MEMPHIS, TN (FOX) - Sixteen years after giving birth to her son, at age 15, Summer Owens tells her story of how she made it through life as a teenage mother in a new book.
"I love my child, and I am very thankful for him, but I would have much rather had him when I was an adult, married," Owens said about her son, which to her is the greatest gift of her life.
Owens was only a child herself when she had him.
"When I found out I was pregnant, I was shocked, I was sorta of the good girl ya know, and some things happened," she said.
She was at her aunt's house for her 15th birthday when a cousin's friend, a man she had recently met but did not really know, raped her in a dark bedroom.
She kept it a secret for as long as she could.
"I did have dreams and high expectations of myself, so I was really disappointed in myself, I was embarrassed walking around pregnant."
Depressed and scared, her stomach began to swell and the questions started.
The high school sophomore stayed in school despite the stigma.
She was elected vice president of her class at Jackson Central Mary High School and only sat out six weeks after giving birth before going right back to class.
"After I had him I realized I had to go on with my life, I had to do something," Owens said.
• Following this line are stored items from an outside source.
PR #2958, opened 2026-07-21
operator/validator/metadata: make syncer subnet selection fork-aware (#2952 item 2)

momosh-ssv:
Item 2 of #2952 (follow-up to #2941).

The metadata syncer's `selfSubnets` and both share-relevance filters (`SyncAll`, `nextBatchFromDB`) computed subnets exclusively via the Alan mapping. Post-fork the node's live topics are Boole subnets (~99% of committees map differently), so metadata would be kept fresh for the wrong neighbor set: committees sharing our Boole subnets but not our Alan subnets would never sync → their `ValidatorIndex`/metadata stays unset → reject-level message validation (`ErrNoValidators`) misfires on their gossip on our own topics.

This ports boole-fork's fork-aware switch verbatim (the resulting `syncer.go` is byte-identical to boole-fork's): `*networkconfig.Network` is injected into the `Syncer`, and the subnet mapping follows the fork phase — Alan pre-fork / **both** inside the transition window / Boole post-fork. The transition-window arm is deliberately evaluated before `BooleForkAtSlot`: the subsequent window is post-fork, and the flipped order would silently drop the old-topic neighbor set there.

- Pre-fork selection is byte-identical to the previous inline `SetCommitteeSubnet` logic (`Forks.Boole = MaxUint64` always hits the Alan arm), so this is behavior-neutral on today's networks.
- Exporters (`fixedSubnets = all`) are unaffected in every phase (covered by a test).
- New three-phase tests use per-test `TestNetwork` copies with `Forks.Boole` set explicitly, so the `SSV_TEST_BOOLE_FORK` env override can't perturb them.
- No mock changes (`netCfg` is a concrete type); `make generate` is diff-clean.

### DIFF
--- a/operator/validator/metadata/syncer.go
+++ b/operator/validator/metadata/syncer.go
@@ -4,7 +4,6 @@ import (
 	"context"
 	"fmt"
 	"maps"
-	"math/big"
 	"slices"
 	"time"
 
@@ -14,6 +13,7 @@ import (
 	spectypes "github.com/ssvlabs/ssv-spec/types"
 
 	networkcommons "github.com/ssvlabs/ssv/network/commons"
+	"github.com/ssvlabs/ssv/networkconfig"
 	"github.com/ssvlabs/ssv/observability/log"
 	"github.com/ssvlabs/ssv/observability/log/fields"
 	"github.com/ssvlabs/ssv/protocol/v2/blockchain/beacon"
@@ -45,6 +45,7 @@ const (
 
 type Syncer struct {
 	logger            *zap.Logger
+	netCfg            *networkconfig.Network
 	shareStorage      shareStorage
 	validatorStore    selfValidatorStore
 	beaconNode        beacon.BeaconNode
@@ -66,6 +67,7 @@ type selfValidatorStore interface {
 
 func NewSyncer(
 	logger *zap.Logger,
+	netCfg *networkconfig.Network,
 	shareStorage shareStorage,
 	validatorStore selfValidatorStore,
 	beaconNode beacon.BeaconNode,
@@ -74,6 +76,7 @@ func NewSyncer(
 ) *Syncer {
 	u := &Syncer{
 		logger:            logger.Named(log.NameShareMetadataSyncer),
+		netCfg:            netCfg,
 		shareStorage:      shareStorage,
 		validatorStore:    validatorStore,
 		beaconNode:        beaconNode,
@@ -102,14 +105,11 @@ func WithSyncInterval(interval time.Duration) Option {
 // and triggers a full metadata synchronization for them.
 // It returns a mapping of validator public keys to their updated metadata.
 func (s *Syncer) SyncAll(ctx context.Context) (beacon.ValidatorMetadataMap, error) {
-	subnetsBuf := new(big.Int)
-	ownSubnets := s.selfSubnets(subnetsBuf)
+	ownSubnets := s.selfSubnets()
 
 	// Load non-liquidated shares.
 	shares := s.shareStorage.List(nil, registrystorage.ByNotLiquidated(), func(share *ssvtypes.SSVShare) bool {
-		networkcommons.SetCommitteeSubnet(subnetsBuf, share.CommitteeID())
-		subnet := subnetsBuf.Uint64()
-		return ownSubnets.IsSet(subnet)
+		return s.shareInOwnSubnets(share, ownSubnets)
 	})
 	if len(shares) == 0 {
 		s.logger.Info("could not find non-liquidated own subnets validator shares on initial metadata retrieval")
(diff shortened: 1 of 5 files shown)


operator/validator/metadata/syncer.go
```diff
@@ -334,21 +330,35 @@ func (s *Syncer) sleep(ctx context.Context, d time.Duration) (slept bool) {
 
 // selfSubnets calculates the operator's subnets by adding up the fixed subnets and the active committees
 // it recvs big int buffer for memory reusing, if is nil it will allocate new
```
iurii-ssv: **Stale doc comment.** This line still documents the removed `buf *big.Int` parameter — "it recvs big int buffer for memory reusing, if is nil it will allocate new" — but `selfSubnets()` no longer takes a buffer. Suggest deleting this line; the preceding line stands on its own.

operator/validator/metadata/syncer.go
```diff
@@ -334,21 +330,35 @@ func (s *Syncer) sleep(ctx context.Context, d time.Duration) (slept bool) {
...
-
 	mySubnets := s.fixedSubnets
-
+	currentSlot := s.netCfg.EstimatedCurrentSlot()
 	// Compute the new subnets according to the active committees/validators.
 	myValidators := s.validatorStore.SelfValidators()
 	for _, v := range myValidators {
-		networkcommons.SetCommitteeSubnet(localBuf, v.CommitteeID())
-		mySubnets.Set(localBuf.Uint64())
+		switch {
```
iurii-ssv, line 345: **Minor (efficiency/readability).** `currentSlot` is snapshotted once above, so `InBooleTransitionWindow(currentSlot)` / `BooleForkAtSlot(currentSlot)` are invariant across the loop, yet the switch re-evaluates both for every validator. Deciding the fork phase once before the loop and switching on that would be slightly cleaner and cheaper.

This also dovetails with the independent `EstimatedCurrentSlot()` snapshots in `selfSubnets` vs `shareInOwnSubnets` flagged separately: computing the fork phase once per sync operation and threading it through both would resolve both points together.

iurii-ssv (commented):
Just couple minor things.

operator/validator/metadata/syncer.go
```diff
@@ -334,21 +330,35 @@ func (s *Syncer) sleep(ctx context.Context, d time.Duration) (slept bool) {
...
+	currentSlot := s.netCfg.EstimatedCurrentSlot()
+	switch {
+	case s.netCfg.InBooleTransitionWindow(currentSlot):
+		return ownSubnets.IsSet(share.AlanCommitteeSubnet()) || ownSubnets.IsSet(share.BooleCommitteeSubnet())
+	case s.netCfg.BooleForkAtSlot(currentSlot):
+		return ownSubnets.IsSet(share.BooleCommitteeSubnet())
+	default:
+		return ownSubnets.IsSet(share.AlanCommitteeSubnet())
+	}
+}
```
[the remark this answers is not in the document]
momosh-ssv: Fixed in 2d407d5c1.

operator/validator/metadata/syncer_test.go
```diff
@@ -788,3 +798,158 @@ func TestSyncer_Sleep(t *testing.T) {
...
+	defer ctrl.Finish()
+
+	logger := zap.NewNop()
+
+	share1 := &ssvtypes.SSVShare{
+		Share:      spectypes.Share{ValidatorPubKey: spectypes.ValidatorPK{0x1}, Committee: []*spectypes.ShareMember{{Signer: 1}}},
+		Liquidated: false,
+	}
+	share2 := &ssvtypes.SSVShare{
+		Share:      spectypes.Share{ValidatorPubKey: spectypes.ValidatorPK{0x2}, Committee: []*spectypes.ShareMember{{Signer: 2}}},
```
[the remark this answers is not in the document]
momosh-ssv: Fixed in 927b683a1.

operator/validator/metadata/syncer.go
momosh-ssv: Good catch, fixed in f5985aad1, dropped the leftover buffer line.

operator/validator/metadata/syncer.go
momosh-ssv: Done in 2d407d5c1.

Went with the combined approach you suggested: the slot is snapshotted once per sync pass and threaded through both selfSubnets and shareInOwnSubnets, and the fork-phase checks are hoisted above the validator loop.

iurii-ssv (approved):
LGTM aside from the pipeline failures we probably need to check out

ovidiu-ssv-labs (commented):
All good.

ovidiu-ssv-labs (approved):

She graduated No. 8 in her class with honors and was voted most likely to succeed, before leaving home to attend the University of Memphis.
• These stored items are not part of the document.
Issue #2956, opened 2026-07-21
Decide whether the Boole fork changes the StorageName DB fork suffix


momosh-ssv:
## Context

`networkconfig/network.go` still pins the storage fork name to `alan`:

```go
func (n Network) StorageName() string {
	return fmt.Sprintf("%s:%s", n.SSV.Name, alanForkName) // TODO: decide what forks change DB fork name
}
```

This was a deliberate choice for the Boole → stage convergence (#2941): keeping the suffix stable means existing DBs stay valid across the fork. But the decision needs an owner before a Boole epoch actually ships in a release — flagged by @iurii-ssv in https://github.com/ssvlabs/ssv/pull/2941#discussion_r3614078202 so it doesn't get lost.

## To decide

- Does the Boole fork warrant a new DB fork name (forcing a resync/migration), or does the schema stay compatible so `alan` should simply be renamed/kept as a network-level constant?
- If it stays, remove the TODO and document the policy for future forks.

## Related

- While touching version pins: `go.mod` and `ssvsigner/go.mod` carry the same `ssv-spec` pseudo-version; both should move to the tagged `v1.2.3` once it exists (https://github.com/ssvlabs/ssv/pull/2941#discussion_r3586621076).

momosh-ssv:
Looked into this — seems the deciding constraint is that `StorageName()` feeds `ConfigLock.NetworkName` (`cli/operator/config.go` → `operator/storage/config_lock.go`), so changing the suffix fails every existing node at startup ("database must be removed or reinitialized") — and it would do so at binary-upgrade time, not at fork activation, since the name is static. Given the convergence keeps the schema dual-fork-aware on the same DB, I fear a suffix change would just force a fleet-wide resync for no benefit.

So my suggestion: keep `alan` byte-for-byte as an opaque compatibility token and document the policy — the suffix changes only when a fork actually invalidates the stored layout and a coordinated resync is intended. Opened #2959 doing exactly that (const rename + policy comment, TODO removed).

On the version pins: `v1.2.3` doesn't exist as a tag on ssv-spec yet (latest is `v1.2.2`), so moving both go.mods off the pseudo-version is blocked until someone tags the spec repo.

iurii-ssv:
Thanks for picking this up and making the call, @momosh-ssv — agree with keeping `alan` for the convergence. As long as Boole leaves the stored layout intact there's no reason to force a resync, and dropping the TODO is the right move.

[...]

PR #2959, opened 2026-07-21
networkconfig: document the storage fork-name policy (#2956)

momosh-ssv:
Addresses the decision half of #2956.

`StorageName()` feeds `ConfigLock.NetworkName`, so any change to the suffix makes every existing node fail startup with "network mismatch… database must be removed or reinitialized" — and it does so at **binary-upgrade** time, not fork time, since the name is static. The Boole convergence deliberately keeps the schema dual-fork-aware on the same DB (that's what makes #2941 an in-place upgrade), so forcing a network-wide resync buys nothing.

This keeps the `alan` string byte-for-byte, renames the const to `storageForkName`, and replaces the TODO with the policy: the suffix changes only when a fork invalidates the stored layout and a coordinated resync is intended.

The `go.mod`/`ssvsigner/go.mod` pin to a tagged `v1.2.3` (also tracked in #2956) remains blocked: the tag doesn't exist on ssv-spec yet (latest is `v1.2.2`).

### DIFF
--- a/networkconfig/network.go
+++ b/networkconfig/network.go
@@ -23,14 +23,21 @@ func (n Network) String() string {
 	return string(jsonBytes)
 }
 
-const alanForkName = "alan"
+// storageForkName is the fork suffix baked into StorageName. It is an opaque
+// compatibility token, not a statement of the network's current fork: changing it
+// makes every existing node fail startup with a config-lock mismatch until the DB
+// is removed, so it must only change when a fork invalidates the stored data
+// layout and a coordinated, network-wide resync is intended. The Boole fork keeps
+// the schema dual-fork-aware on the same DB, so the historical "alan" value stays.
+const storageForkName = "alan"
+
 const boolePriorWindowEpochs = phase0.Epoch(1)    // epochs before Boole to subscribe to both topic sets
 const booleSubsequentWindowSlots = phase0.Slot(1) // slots after Boole to keep accepting old-topic messages
 
 // StorageName returns a config name used to make sure the stored network doesn't differ.
 // It combines the network name with fork name.
 func (n Network) StorageName() string {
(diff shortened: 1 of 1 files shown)


iurii-ssv:
Nice — the const doc reads much better than a bare TODO, and keeping `alan` is the right call. One wording suggestion, plus a naming nit.

> …it must only change when a fork invalidates the stored data layout…

This points at the wrong tool. A layout change is normally a **migration**, not a token bump: `migration_5_change_share_format_from_gob_to_ssz` converted the share format gob→ssz in place with `StorageName()` untouched and no resync, and `migration_4` rewrote the stored network name in place. Migrations run before the config-lock check, so that path is always available.

So the token isn't the lever for "layout changed" — it's the escape hatch for the narrower "old data is **unrecoverable** and we want a deliberate network-wide wipe." Wording it that way steers the next person to a migration first, and closes the trap where someone changes the layout, writes no migration, and forgets to bump the token → the guard silently passes and a new reader reads old data. (Accidental edits to the value itself are already caught by the `testnet:alan` expectations in `node_test.go`; this judgment call is the remaining gap, hence worth getting precise.)

Minor/optional: the const is still `...ForkName` while the doc says it's "not a statement of the network's current fork" — `storageCompatToken` or `storageLayoutTag` would fit better. Same framing lingers in `StorageName()`'s own godoc ("combines the network name with fork name"), worth aligning if you rename. Non-blocking.

momosh-ssv:
Good point on migrations being the default path.
You're right that `migration_5` is exactly the precedent, and they run before the config-lock check. 

Reworded in a6225ac94: the doc now steers layout changes to a migration first and frames the token bump as the escape hatch for unrecoverable data and intentional network-wide resync. Took the rename too. Went with `storageCompatToken`, and aligned the `StorageName()` godoc.

iurii-ssv (approved):

ovidiu-ssv-labs (approved):

PR #1302, opened 2017-04-06
Adjust docstring to resolve #1300 in shipped command.py

### LINKED ISSUE #1300: inconsistency with docstring in shipped command.py file
In the command.py file that is shipped out, in the docstring for the Command class it says:

    Inherit from this if you want to create your own command styles
    from scratch.  Note that Evennia's default commands inherits from
    MuxCommand instead.

    Note that the class's `__doc__` string (this text) is
    used by Evennia to create the automatic help entry for
    the command, so make sure to document consistently here.

    Each Command implements the following methods, called
    in this order (only func() is actually required):
        - at_pre_command(): If this returns True, execution is aborted.
        - parse(): Should perform any extra parsing needed on self.args
            and store the result on self.
        - func(): Performs the actual work.
        - at_post_command(): Extra actions, often things done after
            every command, like prompts.

But the evennia docs say that the name is actually supposed to be 'at_pre_cmd', and 'at_post_cmd'.
MuxCommand has the right ones according to the docs.

BlauFeuer:
Adjust docstring to resolve #1300
Also realigns code indent to multiple of 4 after `# ` is removed to uncomment

Reference the correct names of BaseCommand methods in the docstring and realign line comments if/when uncommented.

PyCharm line comments/uncomments by adding/removing `# `, so to have correct indentation, the single space was added to the line commented code.

### DIFF
--- a/evennia/game_template/commands/command.py
+++ b/evennia/game_template/commands/command.py
@@ -21,17 +21,17 @@ class Command(BaseCommand):
 
     Each Command implements the following methods, called
     in this order (only func() is actually required):
-        - at_pre_command(): If this returns True, execution is aborted.
+        - at_pre_cmd(): If this returns True, execution is aborted.
         - parse(): Should perform any extra parsing needed on self.args
             and store the result on self.
         - func(): Performs the actual work.
-        - at_post_command(): Extra actions, often things done after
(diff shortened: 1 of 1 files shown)


texdarkstar:
Hah, I was struggling with the block comments earlier today.... Lol.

She said she used her resources and pushed herself - which is the message in her book, Life After Birth.
"Girls will read it and they will change some of the things that they are doing, about some of the ways that they think," she said.
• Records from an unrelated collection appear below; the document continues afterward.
PR #1303, opened 2017-04-10
Adds new 'clothing' contrib module

BattleJenkins:
Adds a new contrib module, providing a system for wearable clothing objects that are appended to one's description. From the module itself:

Items of clothing can be used to cover other items, and many options are provided to define your own clothing types and their limits and behaviors. For example, to have undergarments automatically covered by outerwear, or to put a limit on the number of each type of item that can be worn. Characters can also specify the style of wear for their clothing - I.E. to wear a scarf 'tied into a tight knot around the neck' or 'draped loosely across the shoulders' - to add an easy avenue of customization. The system as-is is fairly freeform - you can cover any garment with almost any other, for example - but it can easily be made more restrictive, and can even be tied into a system for armor or other equipment.

The unit tests have not been put in for this module yet, but I thought I would share it first to get people's thoughts!

Adds new 'clothing' contrib module.

A system for clothing didn't exist as a contrib module before - I came up with this system for clothing to use in a future game, and thought I'd offer it as a contrib while I was at it.

### DIFF
--- a/evennia/contrib/clothing.py
+++ b/evennia/contrib/clothing.py
@@ -51,7 +51,7 @@ inherit from ClothedCharacter in your game's characters.py file:
 
     class Character(ClothedCharacter):
         
-And do the same with the ClothedCharacterCmdSet in your game'same
+And do the same with the ClothedCharacterCmdSet in your game's
 default_cmdsets.py:
 
     from evennia.contrib.clothing import ClothedCharacterCmdSet
--- a/evennia/contrib/clothing.py
+++ b/evennia/contrib/clothing.py
@@ -1,0 +1,646 @@
+"""
+Clothing - Provides a typeclass and commands for wearable clothing,
+which is appended to a character's description when worn.
+
+Evennia contribution - Tim Ashley Jenkins 2017
+
+Items of clothing can be used to cover other items, and many options
+are provided to define your own clothing types and their limits and
+behaviors. For example, to have undergarments automatically covered
+by outerwear, or to put a limit on the number of each type of item
+that can be worn. Characters can also specify the style of wear for
+their clothing - I.E. to wear a scarf 'tied into a tight knot around
+the neck' or 'draped loosely across the shoulders' - to add an easy
+avenue of customization. The system as-is is fairly freeform - you
+can cover any garment with almost any other, for example - but it
+can easily be made more restrictive, and can even be tied into a
+system for armor or other equipment.
+
+To install, import this module and have your default character
+inherit from ClothedCharacter in your game's characters.py file:
+
+    from evennia.contrib.clothing import ClothedCharacter
+
+    class Character(ClothedCharacter):
+        
+And do the same with the ClothedCharacterCmdSet in your game'same
+default_cmdsets.py:
+
+    from evennia.contrib.clothing import ClothedCharacterCmdSet
+
+    class CharacterCmdSet(default_cmds.CharacterCmdSet):
+        
+From here, you can use the default builder commands to create clothes
+with which to test the system:
+    
+    @create a pretty dress : evennia.contrib.clothing.Clothing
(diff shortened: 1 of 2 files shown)


eldritchsemblance:
There goes the contrib package I was working on!  I should have been faster!

evennia/contrib/clothing.py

She described the book as an acknowledgement of facts, evidence that teen pregnancy doesn't mean a death sentence for a young woman's dreams.
Owens doesn't encourage teen pregnancy, but encourages teens who become pregnant to keep moving.
"In my book I use the word 'move' a lot, keep moving so that is one key message that I share with them, and to dream because unfortunately a lot of girls, teen mothers, ether didn't have dreams in the first place or once they become teen mothers give up on their dreams."
Now Owens has two degrees and works in the marketing department for FedEx.
When she is not working or raising her almost 16-year-old son Jaylyn, she volunteers at the adolescent mentoring program through Memphis City Schools.
She believes that self-esteem is at the core of the problem for young girls today and that parents should talk to their children about sex.
Conversations should be candid and parents must practice what they preach. However, Owens said that peer pressure can sometimes get the best of people.
"My faith does teach abstinence and that's what you are supposed to do, but we do live in a world like, you just said, that girls and boys are having sex and they need to be educated, so they need to know if this is the choice that you make, these are the consequences," she said.